The Big Tech Boom Is Over and Wall Street Knows

The Big Tech Boom Is Over and Wall Street Knows It – Vox.com

I’m not going to talk about Elon Musk and Twitter in this case.

Okay, just a little bit: Elon and Twitter are headlines today, but it’s not the most important story in the tech business.*

The story that really matters for tech and business is this: The giant consumer companies that have been driving the tech business for years aren’t going away, but their rocket ship days look like they’re coming to an end. And Wall Street investors who wanted that ride are dumping, which means those companies and their employees have to learn to live with less.

We’ve watched this play for most of the year as tech stocks fell, but it came into focus this week as Alphabet, Meta, and Amazon all saw their stocks rammed, and the sector as a whole $400 billion in value lost.

All tech guys have different reasons for worrying investors, but I’d argue that they all have the same underlying problem: They’re mature companies that are no longer going to wow Wall Street with crazy growth in their core business, and none of them are looks like they have new giant companies coming down the pike. Alphabet, for example, just posted 6 percent revenue growth — its weakest quarter in a decade.

So now at Big Tech, what you see is what you get. Just like Coca-Cola or Walgreens, no one expects Coke sales to explode through the roof anymore, no matter how good the new version of Coke Zero is.

The big boys are still trying to convince investors otherwise, of course. That’s a core part of the story of the Metaverse/VR/AR glasses/glasses that Meta, Apple and Microsoft are all playing with – that there’s going to be a new revolution in computing that’s going to generate a lot of economic activity, and they will also in the center of it.

Maybe! But these things are very expensive and very speculative, and in the meantime these companies are all focused on extorting additional revenue and profits from their existing businesses. For Apple and Amazon, that’s increasingly focused on converting their digital properties into advertising businesses. At Meta, it’s an attempt to turn its aging Facebook and Instagram properties into TikTok clones. And at Alphabet, where 60 percent of its revenue still comes from the same search ad business it started 22 years ago, it’s been an attempt to differentiate YouTube — which itself is almost two decades old.

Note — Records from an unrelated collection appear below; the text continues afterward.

Issue #1281, opened 2017-01-04
Allow dry-run installation


Nikratio:
It'd be great if there was a way to support a "dry run" installation. At the moment, calling `ninja -d install` isn't helpful at all, because it just shows that it would call Meson.

nirbheek:
This is not possible to implement in Meson because Ninja doesn't actually run anything in dry-run (`-n`) mode (internally, it implements a fake class that just returns `true` without doing anything), so no Meson scripts would be called at all.

Maybe we can implement a `dry-install` Ninja target that will call all the scripts in a dry-run mode.

mine260309:
I would like to see this function as well, e.g. I would like to see which service files are going to be installed to the system directory, without actually installing them.

braindevices:
any progress on this? I just want see same output as `make -n install`.

xclaesse:
Should be pretty easy to implement now that we have 'meson install' command.

PR #7032, opened 2020-04-24
minstall: Add --dry-run option

xclaesse:
Closes: #1281

### DIFF
--- a/mesonbuild/minstall.py
+++ b/mesonbuild/minstall.py
@@ -54,6 +54,7 @@ if T.TYPE_CHECKING:
         quiet: bool
         wd: str
         destdir: str
+        dry_run: bool
 
 
 symlink_warning = '''Warning: trying to copy a symlink that points to a file. This will copy the file,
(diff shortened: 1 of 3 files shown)


mesonbuild/minstall.py
```diff
@@ -217,6 +224,22 @@ def check_for_stampfile(fname):
...
+    os.chmod = noop
+    os.chown = noop
+    os.makedirs = noop
+    os.mkdir = noop
+    os.remove = noop
+    os.symlink = noop
+    shutil.copy = noop
+    shutil.copyfile = noop
+    shutil.copystat = noop
+    depfixer.fix_rpath = noop
```
jpakkane, line 240: I don't like monkey patching the running process like this. One thing I have wanted to do for a while is to run some, preferably all, Meson tool invocations in unittests as direct function calls rather than spawning processes. If you do that, these changes persist (at least I think they do) and can cause interesting things in the caller later on.

nirbheek: Yes, that's probably exactly why the tests fail right now. I think we should use a wrapper for all these functions and do nothing if dry_run is set. Monkey-patching is genius, but also brittle.

xclaesse: Ok, I agree. I wanted to make sure we can't sneak an os.copy somewhere without noticing, but it's cleaner to keep a wrapper indeed. Patch updated.

nt8r:
What's the status of this? It would be nice to have #1281 finished.

nirbheek:
> What's the status of this? It would be nice to have #1281 finished.

There are conflicts and all the tests fail. The approach itself looks fine to me, so it's a matter of fixing those and then inspecting the `meson install --dry-run` output and ensuring that it's the same as `meson install`.

The `os.mkdir -> self.mkdir` etc changes are pretty good for implementing a future 'verbose' mode too, where we print _everything_ we do.

jpakkane:
```
mesonbuild/minstall.py:83:5: error: Function is missing a type annotation for one or more arguments
mesonbuild/minstall.py:287:19: error: "ArgumentType" has no attribute "dry_run"
mesonbuild/minstall.py:339:13: error: Cannot call function of unknown type
```

and a bunch of other ones after that.

xclaesse:
I don't know how to fix them, @dcbaker ^

mesonbuild/minstall.py
```diff
@@ -75,20 +77,27 @@ def add_arguments(parser: argparse.Namespace) -> None:
                         help='Do not print every file that was installed.')
     parser.add_argument('--destdir', default=None,
                         help='Sets or overrides DESTDIR environment. (Since 0.57.0)')
+    parser.add_argument('--dry-run', '-n', action='store_true',
+                        help='Doesn\'t actually install, but print logs.')
 
 class DirMaker:
-    def __init__(self, lf: T.TextIO):
+    def __init__(self, lf: T.TextIO, makedirs):
```
dcbaker, line 84: This is a nasty corner case of typing, passing callables with keyword arguments. the best you can do here (right now) is:
```python
T.Callable[..., None]
```

mesonbuild/minstall.py
```diff
@@ -276,6 +285,27 @@ def __init__(self, options: 'ArgumentType', lf: T.TextIO):
         self.lf = lf
         self.preserved_file_count = 0
 
+        dry_run = options.dry_run
+        noop = lambda *args, **kwargs: None
+        Popen_noop = lambda *args, **kwargs: (types.SimpleNamespace(returncode=0), '', '')
+        run_exe_noop = lambda *args, **kwargs: 0
```
dcbaker, line 291: I'm going to expect mypy to choke on these, and require you to not use lambdas, but I might surprised. Especially the `SimpleNamespace` thing

xclaesse:
@dcbaker I fixed it by open coding each function, should be easier to get type checking like that.

PR #7035, opened 2020-04-25
Recursively call _guess_files in the event that some portion of the c…

georgev93:
…orrect file path resolves to a file path that actually exists on the host machine.

For instance if C:/Program Files (x86)/folder is passed to _guess_files, it would resolve to ['C:/Program Files', '(x86)/folder'] since C:/Program Files is an actual file location that can exist.

### DIFF
--- a/mesonbuild/cmake/traceparser.py
+++ b/mesonbuild/cmake/traceparser.py
@@ -660,25 +660,40 @@ class CMakeTraceParser:
 
         fixed_list = []  # type: T.List[str]
         curr_str = None  # type: T.Optional[str]
+        path_found = False # type: bool
 
         for i in broken_list:
             if curr_str is None:
                 curr_str = i
+                path_found = False
             elif os.path.isfile(curr_str):
                 # Abort concatenation if curr_str is an existing file
                 fixed_list += [curr_str]
                 curr_str = i
+                path_found = False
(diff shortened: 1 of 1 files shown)


mensinda:
The CI error is related. See [this line](https://github.com/mesonbuild/meson/pull/7035/checks?check_run_id=618548452#step:7:1195) in the logs.

If you are on Windows, I would strongly recommend upgrading to CMake >= 3.17 since the `_guess_files` code patch is no longer needed there.

georgev93:
Ah, it does look like I caused that CI error. Also you are correct regarding Cmake 3.17 fixing this issue. I am fine with this PR being closed without merge unless you think something should be done to handle this case.

mesonbuild/cmake/traceparser.py
```diff
@@ -660,6 +660,7 @@ def _guess_files(self, broken_list: T.List[str]) -> T.List[str]:
 
         fixed_list = []  # type: T.List[str]
         curr_str = None  # type: T.Optional[str]
+        path_found = False # type: bool
```
mensinda, line 663: `path_found` currently isn't reset in the other branches (`elif os.path.isfile(curr_str)`, etc.).

georgev93:
Good catch!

These are anything but new concerns. People have been wondering for 15 years when Apple would create another world-changing product on the scale of the iPhone (answer: never).

But they’ve been easy to ignore for many years — particularly since the Great Recession of 2008, when the US government cut lending rates to or near zero and left them there until recently — which, no coincidentally, was when tech stocks took off started to fall. When money is essentially free, investors look for more speculative bets, which increases the value of the companies they’re betting on, which convinces more investors to gamble and do the same thing again.

Now everyone is getting sobering, which is why super imaginative stuff like crypto is off the table. And why big tech companies that are really big and really profitable aren’t going away, but their valuations are falling. A rough way to measure investor enthusiasm is the ratio, which compares a company’s stock price to the value of its earnings. Meta, for example, had a price-to-earnings ratio of 32.75 at the end of 2020; now it’s down to 9.434. Alphabet fell from 34.32 to 19.14 over the same period. (Amazon has ultimately remained the same, however, even after its recent slump.)

And I would argue that there is other evidence to tell you these formerly dynamic companies have hit a brick wall. For example, almost all of the men who founded and ran the big tech companies have ceded top positions to professional managers. It’s more fun doing other things.

I’m not inclined to be optimistic, but we can definitely turn the glass half full if we want: Yes, Facebook, which hired more than 19,000 people last year — a 28 percent increase — now says it does will keep the number of employees constant for at least the next 15 months. It does this through a combination of very limited hiring, replacing staff who go alone, and shoving others out the door.

But theoretically, all those wannabe Facebook employees who don’t get hired there could end up… somewhere more interesting. One of the inspiring ideas beyond the Web3 craze of recent years was that the big tech companies had become so big and powerful that it was impossible to create anything new without their permission. Now they’re still big and powerful, but maybe not as appealing to the kind of person who wants to make something new. That’s not a bad idea.

* It’s an interesting story, and maybe amusing, and maybe scary, and I’d recommend starting with Nilay Patel if you want a stimulating read about what’s next.